Is the L40S compatible with PCIe systems?▾
Both use PCIe form factors, but the L40S employs PCIe 4.0 for faster interconnects. The T4 lacks specified interconnect details but fits standard PCIe slots.
Which is better for memory bandwidth?▾
The L40S delivers 864 GB/s, 2.7 times the T4's 320 GB/s. This reduces bottlenecks in data-intensive tasks like training.
Which is cheaper to rent, the L40S or the T4?▾
Cloud rental prices for both the L40S and T4 vary by provider, configuration, and availability. This page shows live pricing from 25+ providers updated every 60 seconds. Scroll to the Live Cloud Pricing section to compare current rates.
How much VRAM does the L40S have compared to the T4?▾
The L40S has 48 GB of GDDR6X memory. The T4 has 16 GB of GDDR6 memory.

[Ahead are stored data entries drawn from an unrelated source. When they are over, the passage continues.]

PR #193, opened 2020-03-25
Fixing type errors in Main.tsx

jsmith:
## Description
Fixing the 3 type errors in Main.tsx. To do this, I used TypeScript type predicates to ensure the given values were a valid country and a valid region. I also fixed the `deserializeScenarioFromURL` function to correctly return a `State` object (this was causing the third error). Also let the linter format some of the files I made edits to.

## Related issues
Contributes to #101

Just `Main.tsx`. No functionality changes.

## Testing
Confirmed that the type predicates worked correctly by running a few scenarios.


src/components/Main/state/URLSerializer.ts
```diff
@@ -60,7 +61,10 @@ export function deserializeScenarioFromURL(initState: State) {
         containment: {
           ...initState.containment,
           current: obj.current.containment,
-          data: { reduction: containmentDataReduction },
+          data: {
+            reduction: containmentDataReduction,
+            numberPoints: initState.containment.data.numberPoints,
+          },
```
jsmith: @brunorzn Does this small edit look ok to you? This was causing a TS error since `numberPoints`was missing.

brunorzn: Yes, it loos good! Thanks!

jsmith:
#190 was just merged which casts `countryAgeDistributionData` as `CountryAgeDistribution` which removes the type error. This PR instead explicitly checks the presence of the country which may be beneficial as this it's possible to set the country parameter using the URL string (and possibly using other means in the future).

src/components/Main/Main.tsx
```diff
@@ -42,6 +42,14 @@ export function severityErrors(severity: SeverityTableRow[]) {
 
 const severityDefaults: SeverityTableRow[] = updateSeverityTable(severityData)
 
+const isCountry = (country: string): country is keyof typeof countryAgeDistribution => {
```
rcbevans: Interesting, never seen this syntax before.

jsmith: Yeah it's a not as well known TypeScript feature called type predicates. Super useful in some situations!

Can I find L40S and T4 GPUs available to rent right now?▾
Yes. This page shows real-time availability across 25+ cloud GPU providers. The Live Cloud Pricing section displays only in-stock offers with current pricing.
What is the main difference between the L40S and the T4?▾
The L40S uses the Ada Lovelace architecture (2023) while the T4 uses Turing (2018). The L40S delivers 44.7x the FP16 throughput and 2.7x the memory bandwidth of the T4.